TASK TO CARRY OUT -
Look through the records below for the line with "Review Custom story". Return that line and each one after it up to and including the line with "jandrade, line 606: **praise:**", exactly.

DATASET ENTRIES -
++++++++++++++++++++

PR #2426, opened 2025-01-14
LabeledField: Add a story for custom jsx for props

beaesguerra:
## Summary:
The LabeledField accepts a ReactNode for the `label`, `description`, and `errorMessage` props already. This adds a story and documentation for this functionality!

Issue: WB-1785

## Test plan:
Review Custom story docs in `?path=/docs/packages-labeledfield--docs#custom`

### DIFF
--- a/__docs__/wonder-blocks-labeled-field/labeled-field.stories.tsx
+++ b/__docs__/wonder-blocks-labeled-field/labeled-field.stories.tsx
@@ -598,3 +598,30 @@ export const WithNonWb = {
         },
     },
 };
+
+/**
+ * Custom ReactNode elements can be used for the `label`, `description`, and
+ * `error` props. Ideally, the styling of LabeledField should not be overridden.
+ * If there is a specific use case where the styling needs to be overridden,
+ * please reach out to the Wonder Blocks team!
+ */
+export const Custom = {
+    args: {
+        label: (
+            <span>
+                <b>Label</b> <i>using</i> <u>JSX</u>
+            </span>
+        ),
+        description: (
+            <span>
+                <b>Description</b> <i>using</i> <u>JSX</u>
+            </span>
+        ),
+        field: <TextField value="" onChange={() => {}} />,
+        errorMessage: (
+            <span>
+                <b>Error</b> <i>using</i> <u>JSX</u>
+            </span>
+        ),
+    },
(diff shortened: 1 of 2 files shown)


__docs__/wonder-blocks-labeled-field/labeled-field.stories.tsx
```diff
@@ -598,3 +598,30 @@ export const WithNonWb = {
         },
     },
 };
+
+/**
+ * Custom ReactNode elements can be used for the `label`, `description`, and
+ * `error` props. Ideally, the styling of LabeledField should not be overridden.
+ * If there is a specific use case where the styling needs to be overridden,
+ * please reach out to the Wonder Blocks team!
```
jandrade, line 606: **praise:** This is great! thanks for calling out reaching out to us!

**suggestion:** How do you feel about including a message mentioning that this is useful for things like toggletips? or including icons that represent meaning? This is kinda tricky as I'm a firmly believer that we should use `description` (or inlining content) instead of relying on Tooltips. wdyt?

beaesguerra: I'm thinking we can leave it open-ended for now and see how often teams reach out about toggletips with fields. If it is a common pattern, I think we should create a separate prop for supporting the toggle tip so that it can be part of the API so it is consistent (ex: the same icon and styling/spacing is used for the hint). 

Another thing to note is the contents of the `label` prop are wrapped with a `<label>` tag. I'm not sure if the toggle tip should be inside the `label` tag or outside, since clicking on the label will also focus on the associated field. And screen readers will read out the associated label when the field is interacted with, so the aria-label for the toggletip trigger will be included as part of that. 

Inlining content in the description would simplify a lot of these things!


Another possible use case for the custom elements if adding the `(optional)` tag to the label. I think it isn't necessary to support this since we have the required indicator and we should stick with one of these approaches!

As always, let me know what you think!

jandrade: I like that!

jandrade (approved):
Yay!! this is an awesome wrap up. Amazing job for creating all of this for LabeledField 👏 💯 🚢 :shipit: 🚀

++++++++++++++++++++

PROBLEM SOLUTION -
Review Custom story docs in `?path=/docs/packages-labeledfield--docs#custom`

### DIFF
--- a/__docs__/wonder-blocks-labeled-field/labeled-field.stories.tsx
+++ b/__docs__/wonder-blocks-labeled-field/labeled-field.stories.tsx
@@ -598,3 +598,30 @@ export const WithNonWb = {
         },
     },
 };
+
+/**
+ * Custom ReactNode elements can be used for the `label`, `description`, and
+ * `error` props. Ideally, the styling of LabeledField should not be overridden.
+ * If there is a specific use case where the styling needs to be overridden,
+ * please reach out to the Wonder Blocks team!
+ */
+export const Custom = {
+    args: {
+        label: (
+            <span>
+                <b>Label</b> <i>using</i> <u>JSX</u>
+            </span>
+        ),
+        description: (
+            <span>
+                <b>Description</b> <i>using</i> <u>JSX</u>
+            </span>
+        ),
+        field: <TextField value="" onChange={() => {}} />,
+        errorMessage: (
+            <span>
+                <b>Error</b> <i>using</i> <u>JSX</u>
+            </span>
+        ),
+    },
(diff shortened: 1 of 2 files shown)


__docs__/wonder-blocks-labeled-field/labeled-field.stories.tsx
```diff
@@ -598,3 +598,30 @@ export const WithNonWb = {
         },
     },
 };
+
+/**
+ * Custom ReactNode elements can be used for the `label`, `description`, and
+ * `error` props. Ideally, the styling of LabeledField should not be overridden.
+ * If there is a specific use case where the styling needs to be overridden,
+ * please reach out to the Wonder Blocks team!
```
jandrade, line 606: **praise:** This is great! thanks for calling out reaching out to us!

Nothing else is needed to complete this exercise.